The overwhelming feedback we received from healthcare workers was that this program should continue. These results support the work of Thompson and Tielsch-Goddard who found increased staff interest in optimizing the surgical experience for children with ASD and increased satisfaction when additional attention is given to minimizing stress for families in the perioperative period.6 Consistency in staff members caring for a patient with ASD can be very beneficial.9 In our system, the patient is seen by different staff at the preoperative visit, before the OR and postoperatively; this is a potential area for improvement in the future. The increased nurse:patient ratio both in SDS and PACU was identified by healthcare providers as a potential difficulty. Nurses will typically be assigned to at least two patients in SDS and in PACU (once patients are awake and responding to commands). Mean recovery time in the PACU was 95 min, at which point patients were discharged directly home. This was shorter than the combined PACU/SDS stay of approximately 150 min that most patients experience (most patients stay 40–60 min in PACU and 90 min in SDS before discharge home at our institution). As in other aspects of the protocol there appeared to be a learning curve with the last four patients being discharged from PACU in 60 min with an overall trend of decreasing recovery time. Although we cannot decrease the nursing ratio, we have been able to minimize the time it is required. Additionally, a very agitated patient with ASD will definitely require an increased nursing ratio. One patient did have an extended PACU stay because of an unanticipated admission (surgical cause) and unavailability of an inpatient bed, which resulted in the only incidence of combative behaviour. This highlighted the need for our protocol to include expedited inpatient transfers.

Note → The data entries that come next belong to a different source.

Issue #321, opened 2026-07-19
task: adversarial verification — Heltec V4 revision/FEM/LNA claims vs manufacturer sources


Strycher:
Parent: #320

**Task:** run a devil's-advocate verification pass over every Heltec V4 FEM/LNA claim in this repo, and produce the ground-truth research note at `docs/architecture/2026-07-19-heltec-v4-fem-lna-research.md`.

**Claims under test** (each to be confirmed / corrected / flagged unverifiable, with source):
- V4.2 carries GC1109; V4.3 carries KCT8103L.
- FEM type is reliably auto-detected by reading the default pull level on shared GPIO2 (`P_LORA_GC1109_PA_EN` / `P_LORA_KCT8103L_PA_CSD`), GC1109 pulling LOW and KCT8103L pulling HIGH (`variants/heltec_v4/LoRaFEMControl.cpp:19-41`).
- LNA is controllable **only** on KCT8103L (`setLnaCanControl(true)` is set on that branch only).
- On KCT8103L, `CTX` LOW = LNA on and HIGH = LNA bypass (`LoRaFEMControl.cpp:77-82`).
- GC1109 `CPS` HIGH = full PA, LOW = bypass; CPS is "don't care" in RX (code comments, `:63`).
- `HARDWARE.md`: high-power V4.3 = +28 ±1 dBm at antenna; KCT8103L's advantage over GC1109 is RX noise figure, not TX gain; KCT8103L small-signal gain is undocumented publicly.
- Board self-identification strings `"Heltec V4.3 OLED"` vs `"Heltec V4 OLED"` are derived purely from FEM type (`HeltecV4Board.cpp:81-83`) — i.e. the firmware equates FEM part with board revision.

**Method:** manufacturer sources first — Heltec official schematics, Heltec docs/wiki, GC1109 and KCT8103L vendor datasheets, SX1262 datasheet. Code is evidence of firmware behavior only, never of hardware fact. Gemini adversarial review before PR.

**Out of scope:** firmware changes. This task delivers the verified record; remediation lands as follow-ups under #320.

Strycher:
Agent: BrownHawk (session 8a9de97d) — Citadel `Crosswire-sw2`

Strycher:
Research note delivered — commit e3de8cb5 on `task/321-heltec-v4-fem-research`. PR to follow. Remediation items filed under #320.

PR #332, opened 2026-07-20
fix(#318): correct FEM detect comment + land CSD probe behind FEM_DEBUG_PROBE

### LINKED ISSUE #318: bug: Heltec V4 OLED reports no FEM LNA capability — instrument FEM detection to establish root cause

Strycher:
Fixes #318.

## Two things

**1. The detection comment was wrong.** It claimed the CSD level comes from chip-internal pulls. The GC1109 datasheet documents no internal pulls on CSD/CPS/CTX. It is a **board strap**:

```
V4.2 / GC1109  : R4  10k from PA_CSD to RF_GND  (pull-down) -> reads LOW
V4.3 / KCT8103L: R33 10k from PA_CSD to Vfem    (pull-up)   -> reads HIGH
```

`R33` ties to **Vfem** — downstream of the FEM LDO enabled a few lines earlier — not to 3V3. That is the physical reason a settle window can exist here at all, and why the probe samples twice. Schematic and datasheet evidence came from an independent verification pass (#321/#322) whose conclusions matched this one separately.

**2. The probe, versioned and gated.** An earlier throwaway build carried this instrumentation, established the answer, and was reverted **without being committed** — leaving an unversioned binary on a freely-reflashable device as the only artifact. Another session caught that. This lands it properly, behind `-D FEM_DEBUG_PROBE`, **off by default**.

## Default build is unaffected

No second read, no delay, no print. The only always-on change is hoisting the existing `digitalRead` into `csd_early`, which is the value the decision already used.

```
-D FEM_DEBUG_PROBE                              -> 60 lines, ~60 s boot delay
-D FEM_DEBUG_PROBE -D FEM_DEBUG_PROBE_REPEAT=1  -> single line, no delay
```

The repeat exists because on ESP32-S3 native USB the port drops and re-enumerates across a reset — a host reader cannot hold the port through boot and can only re-attach afterwards, by which time a single print is long gone. At ~1 Hz it will drown CLI replies on the same endpoint, which is exactly why it is opt-in.

## Gemini review caught a real defect

`Serial.flush()` blocks when no host is attached to the USB CDC endpoint, which can trip the watchdog. Transmission is now guarded on `if (Serial)`. The `delay()` is deliberately left **outside** that guard — the reader attaches late by design, so gating the delay too would burn every iteration instantly and print nothing to a host that shows up at t+10 s.

## What it established

ST-P: `csd_early=0 csd_late=0 fem_type=GC1109(V4.2) lna_can_control=0`. LOW at 1 ms and still LOW at 50 ms, so the settle-time hypothesis is refuted and the classification is correct. GC1109 has no independent LNA bypass (datasheet Table 4: RX = `CSD=1, CTX=0, CPS=X`), so hiding the control there is right.

Built: `heltec_v4_companion_radio_ble` with and without the flag, and `heltec_v4_repeater`.

### DIFF
--- a/variants/heltec_v4/LoRaFEMControl.cpp
+++ b/variants/heltec_v4/LoRaFEMControl.cpp
@@ -16,13 +16,25 @@ void LoRaFEMControl::init(void)
         delay(1);  // FEM startup time after cold power-on
     }
 
-    // Auto-detect FEM type via shared GPIO2 default pull level.
-    // GC1109 CSD: internal pull-down → reads LOW
-    // KCT8103L CSD: internal pull-up → reads HIGH
+    // Auto-detect FEM type from the CSD level on the shared GPIO.
+    //
+    // #318: this is a BOARD STRAP, not a chip-internal pull. The previous comment
+    // here claimed "internal pull-down / internal pull-up"; that is wrong -- the
+    // GC1109 datasheet documents no internal pulls on CSD/CPS/CTX. From the Heltec
+    // schematics:
+    //   V4.2 / GC1109  : R4  10k from PA_CSD to RF_GND  (pull-down) -> reads LOW
+    //   V4.3 / KCT8103L: R33 10k from PA_CSD to Vfem    (pull-up)   -> reads HIGH
+    //
+    // R33 pulls to Vfem -- downstream of the FEM LDO enabled a few lines above --
+    // NOT to 3V3. That is why a settle window can exist at all here. Measured on a
+    // GC1109 unit: LOW at 1 ms and still LOW after 50 ms, so the strap is
+    // unambiguous there. Build with -D FEM_DEBUG_PROBE to re-measure on a board
+    // whose FEM is unknown or suspect.
     rtc_gpio_hold_dis((gpio_num_t)P_LORA_KCT8103L_PA_CSD);
     pinMode(P_LORA_KCT8103L_PA_CSD, INPUT);
     delay(1);
-    if(digitalRead(P_LORA_KCT8103L_PA_CSD)==HIGH) {
+    csd_early = digitalRead(P_LORA_KCT8103L_PA_CSD);   // the level the decision uses
+    if(csd_early==HIGH) {
         // FEM is KCT8103L (V4.3)
         fem_type= KCT8103L_PA;
         pinMode(P_LORA_KCT8103L_PA_CSD, OUTPUT);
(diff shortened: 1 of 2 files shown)


Strycher:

Parental feedback weighed heavily into our protocol design. Several suggestions were made during the pilot for further environment modification including visual communication boards, additional parent information specific for children with ASD, and the need for consistency across visits, which were implemented. Unfortunately, we were unable to complete reliable post-discharge home follow-up. Parental feedback was obtained post-induction while their child was in the OR. Although this was a reliable way to obtain feedback, information on postoperative behaviour changes, sleep disturbance, and postoperative nausea and vomiting after discharge was not collected. This is an important area for improvement in future studies.

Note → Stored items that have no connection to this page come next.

Issue #320, opened 2026-07-19
Epic: Establish verified ground truth — Heltec V4 revisions, FEM identification, LNA controllability


Strycher:
Parent: #319

**Cause:** Offband firmware, `HARDWARE.md`, and issue #298 all assert a specific Heltec V4 FEM story (V4.2 = GC1109, V4.3 = KCT8103L, CSD-pull auto-detect, LNA controllable only on KCT8103L). That story originates from inherited upstream code comments and prior-session reasoning — **not from manufacturer documentation.** It has never been checked against a Heltec schematic or a FEM vendor datasheet, and at least one prior session produced conclusions the owner does not trust.

**Ask:** produce a verified ground-truth record covering:
1. **Revision map** — which Heltec V4 hardware revisions exist, which FEM part each carries, and which are actually in circulation.
2. **Identification** — how to tell revisions apart visually (silkscreen, component markings/package) and by firmware probing; whether the existing GPIO2 pull-level probe is a sound discriminator or a coincidence.
3. **Control surface** — what each FEM part actually exposes (chip enable, TX/RX path select, LNA bypass, gain steps) per its datasheet, and therefore which knobs can legitimately be offered as a user preference.
4. **Corrections** — every in-repo claim confirmed, corrected, or flagged unverifiable, with the source cited.

**Evidence standard:** every claim carries `[verified: <source>]` or `[hypothesis: untested]`. Manufacturer schematic / vendor datasheet outranks code comments, wiki prose, and prior issues. Where no public datasheet exists, that is itself the finding — say so rather than inferring.

**Downstream:** #298 (companion never applies `radio_fem_rxgain`) is in scope of this Epic and should be re-adjudicated against the verified record, not merged on its own reasoning.

Strycher:
Closing as confirmed resolved — owner sign-off received 2026-07-19.

**Delivered:** verified ground-truth record at `docs/architecture/2026-07-19-heltec-v4-fem-lna-research.md`, merged via #322.

**Established against manufacturer sources:**
- FEM parts confirmed from Heltec schematics — GC1109 (U10) on V4.2, KCT8103L (U8) on V4.3; pin-compatible except pin 3.
- GC1109 has **no LNA bypass** (datasheet Table 4) — its RX path is permanently through the LNA. "LNA controllable only on KCT8103L" is correct, but because the older part is always in its best receive state, not because it is deficient.
[...]

PR #335, opened 2026-07-20
task(#327): report the FEM part in the model string; audit GPIO46 strapping

### LINKED ISSUE #327: task: Heltec V4 FEM code remediation — detect comment, board-name strings, GPIO46 audit
Remediation items from the #321 research note (§10) that were **not** actioned by that docs-only work. Filing them so they stay on the board now that Epic #320 is closed.

**1. Correct the FEM auto-detect comment** — `variants/heltec_v4/LoRaFEMControl.cpp:19-21` attributes detection to `GC1109 CSD: internal pull-down` / `KCT8103L CSD: internal pull-up`. **Wrong.** The GC1109 datasheet documents no internal pulls on CSD/CPS/CTX; the real mechanism is a board-level revision strap — V4.2 `R4` 10 kΩ → RF_GND, V4.3 `R33` 10 kΩ → **Vfem**. Anyone porting this probe to another board off the current comment will get it wrong. Name R4/R33 instead.

**2. Reconcile the board-name strings** — `HeltecV4Board.cpp:81-83` reports `"Heltec V4.3 OLED"` / `"Heltec V4.3 TFT"`, derived purely from FEM type. Heltec's published revisions are **V4.0** and **V4.3.1**; "V4.3" is a schematic filename, not a documented board revision. Either align with Heltec's numbering or stop reporting a revision the vendor does not publish (reporting the FEM part would be honest and more useful).

**3. Audit GPIO46 handling** — `P_LORA_GC1109_PA_TX_EN=46` is driven `OUTPUT` from `init()` and held. **GPIO46 is an ESP32-S3 strapping pin.** Upstream raised this in meshcore-dev/MeshCore#1249 (proposed: leave unconfigured at boot, set OUTPUT only around TX, release to INPUT after); that PR was closed and superseded by #1600, which retained only the deep-sleep `PA_POWER` hold. Confirm whether the strapping concern is still live in our tree and whether it matters in practice. Note this pin is GC1109-only — V4.3 freed GPIO46 and moved FEM control to GPIO5.

**Deliberately NOT included:**
- RF characterisation of the KCT8103L LNA (noise-floor A/B). Downgraded from load-bearing to optional in #321 §8a once the control was validated end-to-end on Firestar. Worth doing only if someone wants actual dB figures.
- `HARDWARE.md` corrections — owned by RedCreek, gitignored per-host file, not committable here.

**Context:** `docs/architecture/2026-07-19-heltec-v4-fem-lna-research.md` §10. Related: #318, #324, #298, #323.

Strycher:
Closes #327 · Epic context #320 · Agent: BrownHawk (session 8a9de97d) · Citadel `Crosswire-e2f`

Remediation items from the #321 research note. **Item 1 was already landed by RedCreek in `6b341951`** — only items 2 and 3 remained.

## User-visible change (owner-approved wording)

`getManufacturerName()` — the **Settings → Model** field in the client:

| | before | after |
|---|---|---|
| KCT8103L | `Heltec V4.3 OLED` | `Heltec V4 OLED (KCT8103L)` |
| GC1109 | `Heltec V4 OLED` | `Heltec V4 OLED (GC1109)` |

TFT equivalents likewise. Both old arms were wrong: **"V4.3" is a Heltec schematic filename, not a revision Heltec publishes** (their hardware log lists V4.0 and V4.3.1), and bare "V4" understated a GC1109 board whose silkscreen reads `HTIT-WB32LAF V4.2`. The detect reads the FEM strap, so the FEM part is the only thing this function actually knows — and it is what determines whether the LNA setting appears.

## GPIO46 — audited, not a defect

Comment only, no behaviour change. Verified against **ESP32-S3 Series Datasheet v2.2 §3**: strapping pins are explicitly *"freed up to be used as regular IO pins after reset"*, GPIO46 defaults to a weak pull-down (Table 3-1), and GPIO0=1 selects SPI boot for **any** GPIO46 value (Table 3-3). The pin is never `rtc_gpio_hold_en`-ed, so it cannot be latched HIGH through a reset. Upstream #1249's release-to-INPUT proposal is deliberately not adopted — closed and superseded by #1600, and it guards a hazard the reset behaviour already rules out.

## Unplanned safety fix

`sprintf` → `snprintf` on the OTA page ID buffer (`ESP32Board.cpp`). `id` is `node_name[32]`; with the longer model string the worst case lands on **exactly** the 60-byte capacity — zero margin on a previously unbounded copy. Bounded so future growth truncates rather than corrupts.

## Gemini review — 2 BLOCKERs, both upheld

1. **The GPIO46 safety argument was right for the wrong reason** — it credited `gpio_pulldown_en()` (a deep-sleep measure) for reset behaviour it has nothing to do with. Rewritten to name the actual mechanism: the output driver is disabled before the strapping latches sample. A reviewer "cleaning up" the sleep path would have been misled by the original.
2. **Downstream model-string consumers were unexamined.** Audited all four — MQTT status JSON (sanitized *display* field, not part of any topic or unique_id, so HA device identity is unaffected), device-info frame (25 chars into 40), OTA page ID, CLI reply. **Nothing parses it for identity.** Chasing this is what surfaced the unbounded sprintf.

Both MINORs (tone) also applied.

## Verification

`heltec_v4_repeater` + `heltec_v4_tft_repeater` — SUCCESS, covering both `#ifdef` arms.

Not hardware-tested. The model string is display-only and the GPIO46 change is a comment; the `snprintf` is the only behavioural delta and it is strictly narrowing. Client-side display lives in a separate repo — flagging for the client agent.

Requires human review and merge approval.


Strycher:
Human approval received from owner ("merge #335"). Enabling auto-merge per CLAUDE-BASE — agent does not merge manually.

The success of the protocol was assessed using feedback from parents and healthcare providers, and using sedation and emotional scales. The sedation and emotional scales were previously developed to assess effectiveness of preanesthetic medication.22,23,25 Future studies should more precisely capture the anxiety level of patients distinct from their level of sedation; this may require using a different scale. Patients with ASD are believed to have a higher incidence of anxiety; nevertheless, no anxiety scale is currently validated for autistic children.37 As the larger study will include both severe and higher functioning patients with ASD, having feedback from the patients directly will be an important additional source of information.

This pilot study shows that a multidisciplinary perioperative care pathway that improves the perioperative experience for severely autistic children and their families is feasible at our institution, which previously did not utilize premedication, quiet rooms, or CLS. With 100% acceptability among healthcare providers, our Special Accommodations program, which features individualized planning, formalized communication between healthcare providers and parents, and discriminant use of premedication, has changed practice at our institution.